First, the three chosen models for shared memory programming on the Intel Xeon Phi are described in more detail.
4.1. Three Popular Task-based Parallel Models 42
4.1.1
OpenMP
We have introduced OpenMP as the de-facto standard for shared memory programming. OpenMP provides a set of compiler directives, tools, and environment variables which can simplify parallel application development for shared memory architectures with multiple cores. However, the application developers need to be aware of the OpenMP memory model, which provides private and shared data [19]. A notable feature of OpenMP is that it is under active development, and new features are proposed frequently in order to make it more flexible and adaptable to new architectures. One recent example is the support for task dependence since the release of OpenMP 4.0.
Writing of multithreaded programs can become quite complex, without defining certain rules. OpenMP attempts to ease the process by supporting the fork-join model [137]. We have to be clear about the fork-join term, as it can be applied at different level and can imply different meanings. For example, Chapman [19] uses this concept for threads in the earlier versions of OpenMP (before OpenMP 3.01) as follows: the starting part of the program is
executed by a single thread; whenever, a parallel construct encounters, a team of threads is created (fork); members of the team execute the code collaboratively, and at the end of the construct2, all team members except the master thread terminate (join). The concept of fork-
join is used in [126] as a parallel control pattern, where the control flow forks into multiple parallel flows that will join later. In this context –as well as throughout this dissertation–, the focus is on the dynamic task creation and execution in newer versions of OpenMP, which also follow the fork-join pattern using task and task-wait constructs. It is also important to note that still parallelism happens only in a parallel region.
The Intel OpenMP runtime library (as opposed to the GNU implementation) allocates a task list per thread for every OpenMP team. Whenever a thread creates a task that cannot not be executed immediately, that task is placed into the thread’s deque (double-ended queue).
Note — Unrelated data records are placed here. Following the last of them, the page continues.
PR #731, opened 2023-05-30
ADO-125539: Calculate oas deferral amounts by months not years

alex-solo:
### Description

- The input needs to save the age as a more precise float, that way we can more accurately calculate the number of months to a given age. We need to do that to calculate the oas deferral amount by the number of months and not years. Before if you were 68, we were using 24 months to calculate the amount at 70 but if the user is actually 68.33, then we can say that they are actually 20 months away and calculate the amount accordingly

- user is 68.33 (Jan 1955)
- 20 months left until they're 70, the amount should be $773.92 and NOT $790.50


MarcoGoC (approved):
checks out

PR #735, opened 2023-06-01
124578 - alw msg

MarcoGoC:
### Description
- Change for another scenario

- as comments on task


alex-solo (approved):
looks good based on the inputs provided in the ADO task and Andreanne seemed to have tested it too and it looks good!

PR #736, opened 2023-06-02
change bold french text, made margins match other headings

Maxim-Lam:
### Description

- update based on feedback in 125588

-
-


alex-solo (approved):
Great!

A random stealing strategy balances the load [138].
4.1.2
Cilk Plus
Cilk Plus has evolved from Cilk [139], and is an extension to C/C++ with a few additional keywords and an array section notation. It provides very simple but powerful ways of spec- ifying parallelism, as it is integrated into the compiler. It features a fork-join pattern to sup- port irregular patterns and nesting. Cilk Plus provides the cilk spawn and cilk sync keywords to spawn and synchronise tasks; cilk for loop is a parallel replacement for
1OpenMP is said to be thread-based before adding the concept of tasks, where all threads have access to the
shared memory and worksharing directives (single, for, section, etc.) are used to distribute the work between them [3].
4.1. Three Popular Task-based Parallel Models 43
sequential loops in C/C++. Cilk Plus has a syntactic extension to express fork-join: instead of calling a function, by using cilk spawn it spawns the function, which means the caller can continue its execution without waiting for the callee to return (fork); cilk sync, waits for all spawned calls in the current function to join.
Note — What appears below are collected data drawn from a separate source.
PR #738, opened 2023-06-02
125655 - changes to force partened to get more money

MarcoGoC:
### Description
- Changes in the black box to force the usage of 'table 3'   
- see the task for the scenario that it fixes
- Since Yan used Table 2, I suspect this change will create more issues but ...   

- as per task 
-

### DIFF
--- a/utils/api/benefitHandler.ts
+++ b/utils/api/benefitHandler.ts
@@ -537,17 +537,38 @@ export class BenefitHandler {
           maritalStatus = new MaritalStatusHelper(MaritalStatus.PARTNERED)
 
           // applicant gis using table2
-          const applicantGisResultT2 = new EntitlementFormula(
+          // const applicantGisResultT2 = new EntitlementFormula(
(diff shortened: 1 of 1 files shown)


alex-solo:
> ## [125655](https://dev.azure.com/VP-BD/DECD/_workitems/edit/125655) Not using Table 3
> ### Description
> * Changes in the black box to force the usage of 'table 3'
> * see the task for the scenario that it fixes
> * Since Yan used Table 2, I suspect this change will create more issues but ...
> 
> #### List of proposed changes:
> * as per task
> 
> ### What to test for/How to test
> ### Additional Notes

Hmm let's be more careful with this one before merging. We want to make sure we're surgically affecting just the scenario from the ADO task without compromising others. If for all the scenarios where Table 2 was being used, we're now using Table 3 that would cause a lot of issues. Let's find out what this would affect before merging.

alex-solo (approved):
Approving based on Lorelei's testing. Nice work!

The tasks are executed within a work-stealing framework. Every worker thread has deque of tasks. The worker treats its deque as a stack, by pushing and popping tasks at the back of it. Thieves steal from the front of deques [45]. In the Cilk Plus work-stealing framework, thieves steal continuations, meaning that the spawned task is immediately started by the spawning thread, and the continuation is left available for stealing. The Cilk Plus scheduling policy provides load balancing close to the optimal [117]. The Intel implementation of Cilk Plus ensures that by running a program on one processor, the same order of operations as the equivalent sequential program is produced [126].
4.1.3
Threading Building Blocks (TBB)
Intel Threading Building Blocks (TBB) is another well-known approach for expressing par- allelism [43]. TBB is an object-oriented C++ template library that contains data structures and algorithms to be used in parallel programs.
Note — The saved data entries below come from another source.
PR #742, opened 2023-06-06
ADO 123408: Add partner visibility

alex-solo:
### Description

- Add partner visibility as per ADO task.
- If client or partner chooses to not provide income, currently you'll see an empty GIS item but that will soon be impossible when income is mandatory

- See ADO task for how we want the results page to look

Test if both client and partner estimates are appearing as per ADO task. Also note the changes that we want in the links list

### DIFF
--- a/components/ResultsPage/EstimatedTotal.tsx
+++ b/components/ResultsPage/EstimatedTotal.tsx
@@ -28,8 +28,7 @@ export const EstimatedTotal: React.VFC<{
 
   const headerSentence =
     summary.entitlementSum != 0
-      ? tsln.resultsPage.yourEstimatedTotal +
-        numberToStringCurrency(summary.entitlementSum, language)
+      ? tsln.resultsPage.yourEstimatedTotal
       : tsln.resultsPage.yourEstimatedNoIncome
 
   return (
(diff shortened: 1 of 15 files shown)


components/ResultsPage/EstimatedTotal.tsx
```diff
@@ -9,48 +9,63 @@ import { EstimatedTotalItem } from './EstimatedTotalItem'
...
+        return state === SummaryState.AVAILABLE_DEPENDING
+          ? tsln.resultsPage.ifIncomeNotProvided
+          : null
+      }
+
+      if (type === 'header') {
+        return tsln.resultsPage.yourEstimatedTotal
+      }
+    }
+  }
```
MarcoGoC, line 32: switch type
 case 'header'
    return partner ? xxx : yyy

MarcoGoC (approved):
looks good

components/ResultsPage/EstimatedTotal.tsx
alex-solo: good catch! I was going to go back to overwrite it to make it prettier but missed it. Will fix shortly

components/ResultsPage/index.tsx
```diff
@@ -41,8 +50,8 @@ const getEligibilityText = (
   key: string
 ): string => {
   return getEligibility(resultsArray, key)
-    ? `${apiTsln.benefit[key]}: ${apiTsln.result.eligible}`
-    : `${apiTsln.benefit[key]}: ${apiTsln.result.ineligible}`
+    ? `${apiTsln.benefit[key]}`
+    : `${apiTsln.benefit[key]}`
```
MarcoGoC: ? same result either way. you prob meant something different

alex-solo: another good catch! That whole method is actually unneccesary now, so it was deleted

components/ResultsPage/EstimatedTotal.tsx
alex-solo: done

Parallelism can be expressed in terms of tasks, represented as instances of the task class, or concurrent container classes, which allow the access of multiple threads to items of a container.
TBB supports both regular and irregular parallelism, and has direct support for a various parallel patterns, such as task graphs, map, pipelines, etc. TBB abstracts the low-level thread interface. However, conversion of legacy code to TBB requires restructuring certain parts of the program to fit the TBB templates.
TBB uses a library for supporting the fork-join pattern. Similar to Cilk Plus, a common thread pool is shared by all tasks and load balancing is achieved by work-stealing. Each worker thread in TBB has a deque of tasks. Newly spawned tasks are put at the back of the deque, and each worker thread takes the tasks from the back of its deque. If there is no task in the local deque, the worker steals tasks from the front of the victims’ deques [140]. But in TBB, thieves steal children, meaning that the worker thread spawns a new task and leaves it. It executes the continuation, for example if it is executing a loop, it proceeds to the next iteration and spawns more tasks afterwards, leaves them for stealing, likewise. Furthermore, if it picks a task to run, it would be the last spawned one, as it is the one recently pushed at the back of its deque.